## WHAT IS REQUIRED
The line that contains "This diff truncates" marks the end: retype the data below exactly from its first line through that line.

## Saved data entries

-=-=-=-=-

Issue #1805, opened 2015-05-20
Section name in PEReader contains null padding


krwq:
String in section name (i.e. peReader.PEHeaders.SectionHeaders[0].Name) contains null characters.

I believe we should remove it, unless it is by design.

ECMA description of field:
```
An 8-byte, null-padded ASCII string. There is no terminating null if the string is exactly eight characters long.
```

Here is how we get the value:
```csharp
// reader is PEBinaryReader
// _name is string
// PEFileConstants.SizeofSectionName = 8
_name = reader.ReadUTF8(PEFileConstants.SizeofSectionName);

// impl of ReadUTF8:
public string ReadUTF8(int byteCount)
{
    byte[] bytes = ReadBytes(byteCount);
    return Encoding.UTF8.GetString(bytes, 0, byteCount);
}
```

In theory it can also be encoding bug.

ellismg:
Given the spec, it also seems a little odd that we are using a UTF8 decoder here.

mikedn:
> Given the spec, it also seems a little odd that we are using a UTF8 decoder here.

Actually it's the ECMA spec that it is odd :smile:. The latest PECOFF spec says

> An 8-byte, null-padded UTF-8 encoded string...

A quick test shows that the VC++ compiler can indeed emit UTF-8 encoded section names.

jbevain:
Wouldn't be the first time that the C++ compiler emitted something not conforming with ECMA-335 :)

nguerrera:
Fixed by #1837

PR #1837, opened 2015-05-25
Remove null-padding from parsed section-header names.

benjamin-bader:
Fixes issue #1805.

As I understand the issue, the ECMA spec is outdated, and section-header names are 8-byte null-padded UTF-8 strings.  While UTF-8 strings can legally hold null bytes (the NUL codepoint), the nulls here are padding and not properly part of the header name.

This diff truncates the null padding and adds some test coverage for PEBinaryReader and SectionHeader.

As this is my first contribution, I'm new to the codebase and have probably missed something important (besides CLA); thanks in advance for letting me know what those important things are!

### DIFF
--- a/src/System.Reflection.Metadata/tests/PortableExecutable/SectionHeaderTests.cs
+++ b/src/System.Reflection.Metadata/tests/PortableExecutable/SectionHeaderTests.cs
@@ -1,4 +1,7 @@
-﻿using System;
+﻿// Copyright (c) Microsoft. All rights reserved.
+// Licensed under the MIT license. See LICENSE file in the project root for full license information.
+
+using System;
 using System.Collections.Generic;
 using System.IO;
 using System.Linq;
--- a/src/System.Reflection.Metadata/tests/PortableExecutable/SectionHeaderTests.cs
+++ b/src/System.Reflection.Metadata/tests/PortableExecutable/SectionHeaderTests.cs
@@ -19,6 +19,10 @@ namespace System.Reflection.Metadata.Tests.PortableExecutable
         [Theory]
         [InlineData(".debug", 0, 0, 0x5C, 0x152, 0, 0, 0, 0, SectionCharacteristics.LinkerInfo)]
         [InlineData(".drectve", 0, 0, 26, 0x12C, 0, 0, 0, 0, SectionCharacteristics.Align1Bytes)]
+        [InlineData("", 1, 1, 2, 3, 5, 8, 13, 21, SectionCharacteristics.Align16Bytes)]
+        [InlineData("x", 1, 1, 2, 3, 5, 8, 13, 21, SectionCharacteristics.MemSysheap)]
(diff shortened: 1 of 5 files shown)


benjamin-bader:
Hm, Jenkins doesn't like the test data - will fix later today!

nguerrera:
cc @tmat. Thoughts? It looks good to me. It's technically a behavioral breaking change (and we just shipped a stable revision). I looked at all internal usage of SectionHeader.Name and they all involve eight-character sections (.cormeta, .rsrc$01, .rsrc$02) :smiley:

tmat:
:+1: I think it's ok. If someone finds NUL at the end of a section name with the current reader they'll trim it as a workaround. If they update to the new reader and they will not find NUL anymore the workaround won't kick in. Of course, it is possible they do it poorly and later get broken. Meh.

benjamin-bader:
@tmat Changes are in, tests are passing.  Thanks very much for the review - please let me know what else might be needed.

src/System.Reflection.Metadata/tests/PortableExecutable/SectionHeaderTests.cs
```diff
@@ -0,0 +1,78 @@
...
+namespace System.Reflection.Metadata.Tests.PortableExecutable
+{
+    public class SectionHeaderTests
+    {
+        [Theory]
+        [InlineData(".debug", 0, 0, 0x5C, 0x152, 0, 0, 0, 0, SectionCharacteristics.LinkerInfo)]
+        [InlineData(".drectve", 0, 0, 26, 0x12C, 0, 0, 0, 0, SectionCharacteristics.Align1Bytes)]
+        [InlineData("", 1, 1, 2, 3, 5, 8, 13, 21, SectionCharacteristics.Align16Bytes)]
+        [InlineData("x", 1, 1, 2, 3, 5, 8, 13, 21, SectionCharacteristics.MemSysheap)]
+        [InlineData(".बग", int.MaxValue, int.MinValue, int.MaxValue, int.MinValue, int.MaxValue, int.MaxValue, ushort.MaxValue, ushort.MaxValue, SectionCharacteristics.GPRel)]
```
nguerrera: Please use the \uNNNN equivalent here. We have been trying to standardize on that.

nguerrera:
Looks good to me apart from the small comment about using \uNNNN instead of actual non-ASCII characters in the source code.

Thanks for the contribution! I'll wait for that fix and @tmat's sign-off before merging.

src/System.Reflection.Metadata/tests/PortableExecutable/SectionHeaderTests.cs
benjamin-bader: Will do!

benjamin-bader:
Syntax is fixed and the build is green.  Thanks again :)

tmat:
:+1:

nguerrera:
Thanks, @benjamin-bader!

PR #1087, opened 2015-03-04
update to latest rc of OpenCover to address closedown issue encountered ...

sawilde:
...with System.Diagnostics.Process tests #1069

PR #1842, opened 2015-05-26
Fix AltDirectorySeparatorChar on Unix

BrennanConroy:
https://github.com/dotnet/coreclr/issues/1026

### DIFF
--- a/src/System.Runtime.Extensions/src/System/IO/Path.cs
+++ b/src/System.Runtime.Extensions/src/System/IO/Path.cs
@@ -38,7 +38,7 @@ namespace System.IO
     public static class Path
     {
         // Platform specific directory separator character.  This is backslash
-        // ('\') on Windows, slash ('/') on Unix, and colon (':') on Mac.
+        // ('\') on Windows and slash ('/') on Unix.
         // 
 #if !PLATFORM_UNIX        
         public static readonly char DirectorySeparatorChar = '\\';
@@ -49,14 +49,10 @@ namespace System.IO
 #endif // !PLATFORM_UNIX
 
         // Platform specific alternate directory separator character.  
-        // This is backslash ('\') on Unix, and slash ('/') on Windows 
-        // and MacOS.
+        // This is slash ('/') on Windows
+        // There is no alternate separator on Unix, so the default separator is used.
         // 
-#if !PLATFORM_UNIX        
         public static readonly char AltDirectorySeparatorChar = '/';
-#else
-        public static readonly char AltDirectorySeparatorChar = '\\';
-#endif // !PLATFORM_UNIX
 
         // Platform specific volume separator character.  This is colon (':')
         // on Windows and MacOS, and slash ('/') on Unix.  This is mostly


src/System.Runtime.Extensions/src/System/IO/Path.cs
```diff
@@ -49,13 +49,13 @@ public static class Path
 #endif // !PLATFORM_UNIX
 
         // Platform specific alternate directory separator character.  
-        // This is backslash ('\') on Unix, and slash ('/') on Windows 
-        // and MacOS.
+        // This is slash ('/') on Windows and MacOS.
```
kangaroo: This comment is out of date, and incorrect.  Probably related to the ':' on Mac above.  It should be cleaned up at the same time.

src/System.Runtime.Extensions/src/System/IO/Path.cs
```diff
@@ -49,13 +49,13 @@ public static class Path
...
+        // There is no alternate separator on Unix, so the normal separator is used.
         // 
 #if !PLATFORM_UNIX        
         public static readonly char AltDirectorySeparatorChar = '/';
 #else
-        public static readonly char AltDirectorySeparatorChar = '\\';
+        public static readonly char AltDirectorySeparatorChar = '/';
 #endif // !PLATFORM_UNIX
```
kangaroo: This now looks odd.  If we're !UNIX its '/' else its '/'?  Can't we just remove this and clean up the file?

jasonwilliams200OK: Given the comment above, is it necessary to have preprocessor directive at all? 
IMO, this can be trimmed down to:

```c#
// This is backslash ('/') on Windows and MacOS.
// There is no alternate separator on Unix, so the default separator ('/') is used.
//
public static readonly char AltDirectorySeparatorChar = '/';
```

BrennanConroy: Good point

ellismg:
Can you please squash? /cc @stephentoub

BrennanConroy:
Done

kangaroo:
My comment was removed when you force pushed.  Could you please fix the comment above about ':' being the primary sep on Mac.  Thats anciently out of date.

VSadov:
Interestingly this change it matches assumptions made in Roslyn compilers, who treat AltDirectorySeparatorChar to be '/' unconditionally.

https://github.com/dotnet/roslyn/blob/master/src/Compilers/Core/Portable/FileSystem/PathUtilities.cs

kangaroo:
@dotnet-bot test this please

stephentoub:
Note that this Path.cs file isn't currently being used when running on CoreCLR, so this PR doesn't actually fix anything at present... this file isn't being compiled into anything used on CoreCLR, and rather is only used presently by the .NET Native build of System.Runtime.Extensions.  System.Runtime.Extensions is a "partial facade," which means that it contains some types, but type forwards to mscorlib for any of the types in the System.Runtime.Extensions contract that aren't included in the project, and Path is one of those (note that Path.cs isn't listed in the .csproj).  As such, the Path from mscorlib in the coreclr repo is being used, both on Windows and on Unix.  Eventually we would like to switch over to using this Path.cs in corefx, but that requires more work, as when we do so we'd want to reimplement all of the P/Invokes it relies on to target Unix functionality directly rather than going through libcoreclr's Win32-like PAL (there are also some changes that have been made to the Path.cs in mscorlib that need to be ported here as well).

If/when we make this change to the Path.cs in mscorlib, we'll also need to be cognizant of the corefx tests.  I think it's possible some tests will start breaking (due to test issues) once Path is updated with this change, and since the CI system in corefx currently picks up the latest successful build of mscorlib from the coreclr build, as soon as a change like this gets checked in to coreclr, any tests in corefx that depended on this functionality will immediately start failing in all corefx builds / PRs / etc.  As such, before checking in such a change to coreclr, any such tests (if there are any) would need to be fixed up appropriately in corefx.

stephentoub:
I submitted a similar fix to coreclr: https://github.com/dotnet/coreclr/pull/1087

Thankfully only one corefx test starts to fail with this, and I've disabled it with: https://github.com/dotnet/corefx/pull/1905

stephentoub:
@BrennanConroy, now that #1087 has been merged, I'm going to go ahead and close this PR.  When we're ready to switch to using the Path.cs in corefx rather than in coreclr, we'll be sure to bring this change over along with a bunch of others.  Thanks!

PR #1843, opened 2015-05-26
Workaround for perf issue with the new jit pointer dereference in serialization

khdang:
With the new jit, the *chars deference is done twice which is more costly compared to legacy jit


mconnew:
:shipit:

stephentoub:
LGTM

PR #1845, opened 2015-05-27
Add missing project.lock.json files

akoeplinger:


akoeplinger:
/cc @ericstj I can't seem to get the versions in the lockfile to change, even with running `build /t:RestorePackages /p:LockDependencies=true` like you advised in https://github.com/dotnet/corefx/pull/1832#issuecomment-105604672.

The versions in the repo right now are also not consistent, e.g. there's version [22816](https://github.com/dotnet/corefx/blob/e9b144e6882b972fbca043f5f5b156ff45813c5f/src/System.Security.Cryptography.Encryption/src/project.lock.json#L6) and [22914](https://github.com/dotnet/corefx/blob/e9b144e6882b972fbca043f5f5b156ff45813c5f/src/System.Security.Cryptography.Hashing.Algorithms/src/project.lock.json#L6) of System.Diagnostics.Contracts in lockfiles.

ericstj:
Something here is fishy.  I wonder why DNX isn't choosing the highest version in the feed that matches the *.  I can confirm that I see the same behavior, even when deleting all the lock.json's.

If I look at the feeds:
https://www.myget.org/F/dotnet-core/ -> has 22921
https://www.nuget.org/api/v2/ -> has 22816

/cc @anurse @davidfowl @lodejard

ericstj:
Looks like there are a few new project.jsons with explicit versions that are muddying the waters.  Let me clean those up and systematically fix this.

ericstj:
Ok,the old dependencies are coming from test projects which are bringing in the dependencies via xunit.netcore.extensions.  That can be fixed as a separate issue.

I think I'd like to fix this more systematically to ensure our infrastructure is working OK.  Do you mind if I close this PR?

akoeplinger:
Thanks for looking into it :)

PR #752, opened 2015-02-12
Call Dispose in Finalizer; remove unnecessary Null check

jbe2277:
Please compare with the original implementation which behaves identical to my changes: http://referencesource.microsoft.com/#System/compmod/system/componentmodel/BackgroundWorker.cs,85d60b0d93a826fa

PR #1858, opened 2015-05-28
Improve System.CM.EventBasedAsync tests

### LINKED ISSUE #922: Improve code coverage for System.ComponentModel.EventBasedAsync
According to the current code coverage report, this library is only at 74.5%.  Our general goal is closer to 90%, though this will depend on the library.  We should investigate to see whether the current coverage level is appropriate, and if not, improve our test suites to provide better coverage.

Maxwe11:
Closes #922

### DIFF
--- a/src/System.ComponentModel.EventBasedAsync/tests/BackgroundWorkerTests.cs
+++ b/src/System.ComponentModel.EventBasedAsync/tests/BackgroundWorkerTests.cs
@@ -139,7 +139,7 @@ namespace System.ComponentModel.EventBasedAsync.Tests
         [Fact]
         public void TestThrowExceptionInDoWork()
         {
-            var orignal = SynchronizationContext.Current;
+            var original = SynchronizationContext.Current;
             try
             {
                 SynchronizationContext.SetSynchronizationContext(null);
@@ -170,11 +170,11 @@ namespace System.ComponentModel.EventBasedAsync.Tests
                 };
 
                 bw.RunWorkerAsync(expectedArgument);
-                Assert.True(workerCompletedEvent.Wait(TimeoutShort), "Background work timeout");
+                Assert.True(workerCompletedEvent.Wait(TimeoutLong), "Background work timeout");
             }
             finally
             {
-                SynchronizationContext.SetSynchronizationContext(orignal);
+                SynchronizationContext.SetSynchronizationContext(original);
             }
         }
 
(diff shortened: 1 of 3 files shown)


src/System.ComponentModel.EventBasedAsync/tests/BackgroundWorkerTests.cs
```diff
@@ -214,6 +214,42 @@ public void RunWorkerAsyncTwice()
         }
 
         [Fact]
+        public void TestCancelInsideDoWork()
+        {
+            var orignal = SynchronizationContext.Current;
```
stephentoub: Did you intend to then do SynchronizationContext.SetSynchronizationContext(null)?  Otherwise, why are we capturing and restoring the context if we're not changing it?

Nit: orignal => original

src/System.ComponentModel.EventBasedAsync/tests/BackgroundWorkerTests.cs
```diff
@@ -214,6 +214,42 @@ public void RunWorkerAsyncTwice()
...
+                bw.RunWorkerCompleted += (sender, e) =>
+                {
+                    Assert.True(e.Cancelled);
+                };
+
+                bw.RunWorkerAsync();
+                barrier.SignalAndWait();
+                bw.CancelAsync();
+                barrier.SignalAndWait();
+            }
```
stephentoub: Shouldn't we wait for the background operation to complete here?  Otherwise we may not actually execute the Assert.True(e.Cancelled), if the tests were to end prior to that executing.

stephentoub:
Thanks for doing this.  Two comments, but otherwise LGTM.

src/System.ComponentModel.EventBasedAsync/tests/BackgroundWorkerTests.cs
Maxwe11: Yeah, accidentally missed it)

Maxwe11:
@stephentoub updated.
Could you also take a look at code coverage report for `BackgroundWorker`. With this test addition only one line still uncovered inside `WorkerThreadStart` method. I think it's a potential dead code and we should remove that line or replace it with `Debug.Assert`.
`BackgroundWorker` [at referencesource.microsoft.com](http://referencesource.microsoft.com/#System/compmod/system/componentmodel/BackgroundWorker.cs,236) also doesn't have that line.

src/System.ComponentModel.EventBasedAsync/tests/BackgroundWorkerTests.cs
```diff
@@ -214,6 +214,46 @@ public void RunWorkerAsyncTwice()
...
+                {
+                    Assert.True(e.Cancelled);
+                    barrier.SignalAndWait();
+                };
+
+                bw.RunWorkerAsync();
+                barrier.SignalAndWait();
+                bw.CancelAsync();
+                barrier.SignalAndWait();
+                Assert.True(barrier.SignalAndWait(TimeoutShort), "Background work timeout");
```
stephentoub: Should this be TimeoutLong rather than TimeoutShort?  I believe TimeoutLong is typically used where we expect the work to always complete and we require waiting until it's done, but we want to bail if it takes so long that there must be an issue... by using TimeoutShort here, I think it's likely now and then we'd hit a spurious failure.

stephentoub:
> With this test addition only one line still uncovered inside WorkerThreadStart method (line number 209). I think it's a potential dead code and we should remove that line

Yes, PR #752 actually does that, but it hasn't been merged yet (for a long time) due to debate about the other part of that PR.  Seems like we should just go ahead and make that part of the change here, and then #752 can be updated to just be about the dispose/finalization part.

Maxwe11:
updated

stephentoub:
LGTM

-=-=-=-=-

## RESPONSE AREA
Issue #1805, opened 2015-05-20
Section name in PEReader contains null padding


krwq:
String in section name (i.e. peReader.PEHeaders.SectionHeaders[0].Name) contains null characters.

I believe we should remove it, unless it is by design.

ECMA description of field:
```
An 8-byte, null-padded ASCII string. There is no terminating null if the string is exactly eight characters long.
```

Here is how we get the value:
```csharp
// reader is PEBinaryReader
// _name is string
// PEFileConstants.SizeofSectionName = 8
_name = reader.ReadUTF8(PEFileConstants.SizeofSectionName);

// impl of ReadUTF8:
public string ReadUTF8(int byteCount)
{
    byte[] bytes = ReadBytes(byteCount);
    return Encoding.UTF8.GetString(bytes, 0, byteCount);
}
```

In theory it can also be encoding bug.

ellismg:
Given the spec, it also seems a little odd that we are using a UTF8 decoder here.

mikedn:
> Given the spec, it also seems a little odd that we are using a UTF8 decoder here.

Actually it's the ECMA spec that it is odd :smile:. The latest PECOFF spec says

> An 8-byte, null-padded UTF-8 encoded string...

A quick test shows that the VC++ compiler can indeed emit UTF-8 encoded section names.

jbevain:
Wouldn't be the first time that the C++ compiler emitted something not conforming with ECMA-335 :)

nguerrera:
Fixed by #1837

PR #1837, opened 2015-05-25
Remove null-padding from parsed section-header names.

benjamin-bader:
Fixes issue #1805.

As I understand the issue, the ECMA spec is outdated, and section-header names are 8-byte null-padded UTF-8 strings.  While UTF-8 strings can legally hold null bytes (the NUL codepoint), the nulls here are padding and not properly part of the header name.

This diff truncates the null padding and adds some test coverage for PEBinaryReader and SectionHeader.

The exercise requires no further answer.